In approaching this problem, we cannot turn the clock back to 1868, when the amendment was adopted, or even to 1896, when Plessy v. Ferguson was written. We must consider public education in the light of its full development and its present place in American life throughout the nation. Only in this way can it be determined if segregation in public schools deprives these plaintiffs of the equal protection of the laws.

Today, education is perhaps the most important function of state and local governments. Compulsory school attendance laws and the great expenditures for education both demonstrate our recognition of the importance of education to our democratic society. It is required in the performance of our most basic public responsibilities, even service in the armed forces. It is the very foundation of good citizenship. Today it is a principal instrument in awakening the child to cultural values, in preparing him for later professional training, and in helping him to adjust normally to his environment. In these days, it is doubtful that any child may reasonably be expected to succeed in life if he is denied the opportunity of an education. Such an opportunity, where the state has undertaken to provide it, is a right which must be made available to all on equal terms.

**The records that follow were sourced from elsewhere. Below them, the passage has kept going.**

PR #9960, opened 2025-09-03
add variable TP Decode > Prefill size support

shaharmor98:
## Checklist

### DIFF
--- a/python/sglang/srt/disaggregation/nixl/conn.py
+++ b/python/sglang/srt/disaggregation/nixl/conn.py
@@ -437,7 +437,7 @@ class NixlKVManager(CommonKVManager):
 
             notif = "_".join([str(req.room), "kv", str(chunk_id), str(int(is_last))])
             decode_tp_size = self.decode_kv_args_table[req.agent_name].decode_tp_size
-            
+
             if decode_tp_size == self.tp_size:
                 kv_xfer_handle = self.send_kvcache(
                     req.agent_name,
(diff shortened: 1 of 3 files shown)


ShangmingCai (commented):
Is there any problem with the current mooncake slice implementation? I remember I verified the benchmark accuracy, and the result looks correct.

I think there is no need to calculate any global index, it has already been done at the `__init__` process, all we need to do is to calculate the relative index in consideration of prefill's `attn_tp_size` and decode's `attn_tp_size`.

ShangmingCai (commented):
Thx for the fix. I think it can be fixed through `src_head_start_offset = (
                dst_tp_rank_in_group * dst_heads_per_rank
            ) % src_heads_per_rank`, which is shorter and clearer.

python/sglang/srt/disaggregation/nixl/conn.py
```diff
@@ -49,6 +49,9 @@ class TransferInfo:
     dst_kv_indices: npt.NDArray[np.int32]
     dst_aux_index: int
     required_dst_info_num: int
+    decode_tp_size: int = 1
+    decode_tp_rank: int = 0
+    dst_kv_item_len: int = 0
```
ShangmingCai: Maybe this can be moved to `KVArgsRegisterInfo` since it is identical for all reqs?

shaharmor98: done

ShangmingCai (approved):
LGTM.

hnyls2002 (approved):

We come then to the question presented: does segregation of children in public schools solely on the basis of race, even though the physical facilities and other “tangible” factors may be equal, deprive the children of the minority group of equal educational opportunities? We believe that it does.

In Sweatt v. Painter, in finding that a segregated law school for Negroes could not provide them equal educational opportunities, this Court relied in large part on “those qualities which are incapable of objective measurement but which make for greatness in a law school.” In McLaurin v. Oklahoma State Regents, the Court, in requiring that a Negro admitted to a white graduate school be treated like all other students, again resorted to intangible considerations: “. . . his ability to study, to engage in discussions and exchange views with other students, and, in general, to learn his profession.”3

Such considerations apply with added force to children in grade and high schools. To separate them from others of similar age and qualifications solely because of their race generates a feeling of inferiority as to their status in the community that may affect their hearts and minds in a way unlikely ever to be undone. . . . Whatever may have been the extent of psychological knowledge at the time of Plessy v. Ferguson, this finding is amply supported by modern authority. . . .4

We conclude that, in the field of public education, the doctrine of “separate but equal” has no place. Separate educational facilities are inherently unequal. Therefore, we hold that the plaintiffs and others similarly situated for whom the actions have been brought are, by reason of the segregation complained of, deprived of the equal protection of the laws guaranteed by the Fourteenth Amendment. . . .

  1. 1. Chief Justice Earl Warren (1891–1974).
  2. 2. Plessy v. Ferguson.
  3. 3. Sweatt v. Painter, 339 U.S. 629 (1950); McLaurin v. Oklahoma State Regents, 339 U.S. 637 (1950). The decisions in these cases were announced on the same day.
  4. 4. In support of this claim, the Court cited in footnote 11 to its ruling various studies from social science fields, including, most controversially, the famous “doll” study by the psychologist Kenneth B. Clark, “Effect of Prejudice and Discrimination on Personality Development,” Mid-century White House Conference on Children and Youth, 1950.